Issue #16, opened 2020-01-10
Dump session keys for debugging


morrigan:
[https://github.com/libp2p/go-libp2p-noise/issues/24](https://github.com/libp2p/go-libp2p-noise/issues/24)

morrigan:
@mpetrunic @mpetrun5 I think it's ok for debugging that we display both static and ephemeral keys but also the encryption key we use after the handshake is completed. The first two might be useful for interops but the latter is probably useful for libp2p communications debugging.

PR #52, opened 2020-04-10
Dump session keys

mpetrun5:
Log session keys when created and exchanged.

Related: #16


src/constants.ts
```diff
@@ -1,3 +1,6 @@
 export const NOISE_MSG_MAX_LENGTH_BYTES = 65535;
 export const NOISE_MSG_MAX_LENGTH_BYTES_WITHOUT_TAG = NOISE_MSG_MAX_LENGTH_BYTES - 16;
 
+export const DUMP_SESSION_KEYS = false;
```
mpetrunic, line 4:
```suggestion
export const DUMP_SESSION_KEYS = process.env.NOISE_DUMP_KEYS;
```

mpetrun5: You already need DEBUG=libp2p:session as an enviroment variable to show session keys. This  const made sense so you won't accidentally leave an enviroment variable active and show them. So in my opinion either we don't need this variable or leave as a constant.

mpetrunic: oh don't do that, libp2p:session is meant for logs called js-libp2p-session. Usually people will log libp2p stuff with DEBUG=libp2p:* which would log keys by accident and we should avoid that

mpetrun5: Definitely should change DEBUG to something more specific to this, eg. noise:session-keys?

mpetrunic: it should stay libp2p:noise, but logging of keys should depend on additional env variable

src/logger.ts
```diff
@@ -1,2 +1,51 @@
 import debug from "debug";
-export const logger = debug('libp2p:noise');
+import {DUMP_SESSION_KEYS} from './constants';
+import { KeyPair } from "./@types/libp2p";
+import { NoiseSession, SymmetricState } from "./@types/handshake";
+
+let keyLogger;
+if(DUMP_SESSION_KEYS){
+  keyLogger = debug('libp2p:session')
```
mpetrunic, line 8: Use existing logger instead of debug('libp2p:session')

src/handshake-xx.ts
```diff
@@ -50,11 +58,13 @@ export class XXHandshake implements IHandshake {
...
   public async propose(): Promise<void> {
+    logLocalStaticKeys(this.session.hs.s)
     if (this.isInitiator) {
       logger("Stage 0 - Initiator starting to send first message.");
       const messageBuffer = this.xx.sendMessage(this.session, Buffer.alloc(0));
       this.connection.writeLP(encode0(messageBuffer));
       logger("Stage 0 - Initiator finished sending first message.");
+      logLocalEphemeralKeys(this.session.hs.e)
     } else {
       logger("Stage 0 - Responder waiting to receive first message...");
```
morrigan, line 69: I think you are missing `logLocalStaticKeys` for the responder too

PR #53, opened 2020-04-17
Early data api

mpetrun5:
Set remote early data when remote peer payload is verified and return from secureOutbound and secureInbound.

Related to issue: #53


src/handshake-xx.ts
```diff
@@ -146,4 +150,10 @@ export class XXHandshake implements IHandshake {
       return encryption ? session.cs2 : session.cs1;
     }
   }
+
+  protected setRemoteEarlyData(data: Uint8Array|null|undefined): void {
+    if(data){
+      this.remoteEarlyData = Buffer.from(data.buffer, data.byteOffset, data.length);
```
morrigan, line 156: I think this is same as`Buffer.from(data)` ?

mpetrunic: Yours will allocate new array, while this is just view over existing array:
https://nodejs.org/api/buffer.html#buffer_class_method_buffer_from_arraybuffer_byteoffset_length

━━━━━━━━━━━━━━━━━━━━━━━━━━━━━━

> WORK INSTRUCTIONS
Say how many lines of the entries above include the string "XXHandshake", giving the number and nothing else.

> OUTPUT FOR THIS EXERCISE
2